WORK REQUIRED
Return the run of lines below that opens with the line containing "Make the namespace" and closes with the line containing "Closing as we", keeping each one exact.

GIVEN RECORDS
=== Begin Enclosure ===

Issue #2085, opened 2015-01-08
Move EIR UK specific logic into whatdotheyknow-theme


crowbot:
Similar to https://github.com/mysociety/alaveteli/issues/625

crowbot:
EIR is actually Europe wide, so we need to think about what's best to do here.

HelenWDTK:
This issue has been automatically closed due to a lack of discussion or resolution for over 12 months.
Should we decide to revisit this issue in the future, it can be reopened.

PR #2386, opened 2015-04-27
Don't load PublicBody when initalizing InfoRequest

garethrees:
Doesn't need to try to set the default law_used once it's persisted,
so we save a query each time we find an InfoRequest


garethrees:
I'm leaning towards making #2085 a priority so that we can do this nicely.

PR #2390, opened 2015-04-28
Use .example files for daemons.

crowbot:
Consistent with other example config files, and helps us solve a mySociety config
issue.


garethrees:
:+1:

=== End Enclosure ===
=== Begin Enclosure ===

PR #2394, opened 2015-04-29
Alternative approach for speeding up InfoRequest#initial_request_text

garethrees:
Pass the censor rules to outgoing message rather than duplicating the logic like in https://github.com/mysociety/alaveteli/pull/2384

=== End Enclosure ===
=== Begin Enclosure ===

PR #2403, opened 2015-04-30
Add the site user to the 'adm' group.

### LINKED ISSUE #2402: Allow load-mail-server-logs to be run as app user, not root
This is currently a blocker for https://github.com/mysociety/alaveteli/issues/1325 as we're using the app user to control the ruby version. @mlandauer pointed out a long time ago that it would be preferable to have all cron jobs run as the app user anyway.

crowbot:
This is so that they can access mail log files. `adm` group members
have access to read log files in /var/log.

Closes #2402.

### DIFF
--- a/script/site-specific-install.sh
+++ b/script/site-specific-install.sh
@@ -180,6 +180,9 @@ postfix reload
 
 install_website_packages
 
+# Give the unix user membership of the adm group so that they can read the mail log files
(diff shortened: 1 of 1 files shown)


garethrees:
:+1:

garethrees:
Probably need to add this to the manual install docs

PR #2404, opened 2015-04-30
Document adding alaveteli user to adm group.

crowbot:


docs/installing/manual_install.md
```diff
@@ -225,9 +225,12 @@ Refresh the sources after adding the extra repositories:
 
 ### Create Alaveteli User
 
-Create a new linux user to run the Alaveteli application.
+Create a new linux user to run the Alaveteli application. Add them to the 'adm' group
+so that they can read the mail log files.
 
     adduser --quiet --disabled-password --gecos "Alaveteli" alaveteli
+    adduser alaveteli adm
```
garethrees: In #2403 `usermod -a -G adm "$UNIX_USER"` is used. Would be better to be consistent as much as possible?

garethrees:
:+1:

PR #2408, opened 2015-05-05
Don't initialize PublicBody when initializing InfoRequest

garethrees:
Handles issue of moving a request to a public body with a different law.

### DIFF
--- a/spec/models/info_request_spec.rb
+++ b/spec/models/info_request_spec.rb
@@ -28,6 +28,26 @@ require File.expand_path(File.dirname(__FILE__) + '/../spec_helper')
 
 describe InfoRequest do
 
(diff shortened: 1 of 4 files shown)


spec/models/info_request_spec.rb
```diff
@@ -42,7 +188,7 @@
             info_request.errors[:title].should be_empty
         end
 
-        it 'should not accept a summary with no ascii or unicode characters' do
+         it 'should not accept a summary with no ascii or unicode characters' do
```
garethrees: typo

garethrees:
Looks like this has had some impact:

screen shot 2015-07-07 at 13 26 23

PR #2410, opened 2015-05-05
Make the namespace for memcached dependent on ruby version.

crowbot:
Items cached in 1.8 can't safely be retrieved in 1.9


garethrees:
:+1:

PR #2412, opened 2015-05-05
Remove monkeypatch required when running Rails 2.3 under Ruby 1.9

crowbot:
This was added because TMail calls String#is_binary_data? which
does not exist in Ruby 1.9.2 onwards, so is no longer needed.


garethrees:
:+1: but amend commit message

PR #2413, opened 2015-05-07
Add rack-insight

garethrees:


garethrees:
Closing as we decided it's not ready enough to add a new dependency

=== End Enclosure ===

SOLUTION TO THIS TASK
Make the namespace for memcached dependent on ruby version.

crowbot:
Items cached in 1.8 can't safely be retrieved in 1.9


garethrees:
:+1:

PR #2412, opened 2015-05-05
Remove monkeypatch required when running Rails 2.3 under Ruby 1.9

crowbot:
This was added because TMail calls String#is_binary_data? which
does not exist in Ruby 1.9.2 onwards, so is no longer needed.


garethrees:
:+1: but amend commit message

PR #2413, opened 2015-05-07
Add rack-insight

garethrees:


garethrees:
Closing as we decided it's not ready enough to add a new dependency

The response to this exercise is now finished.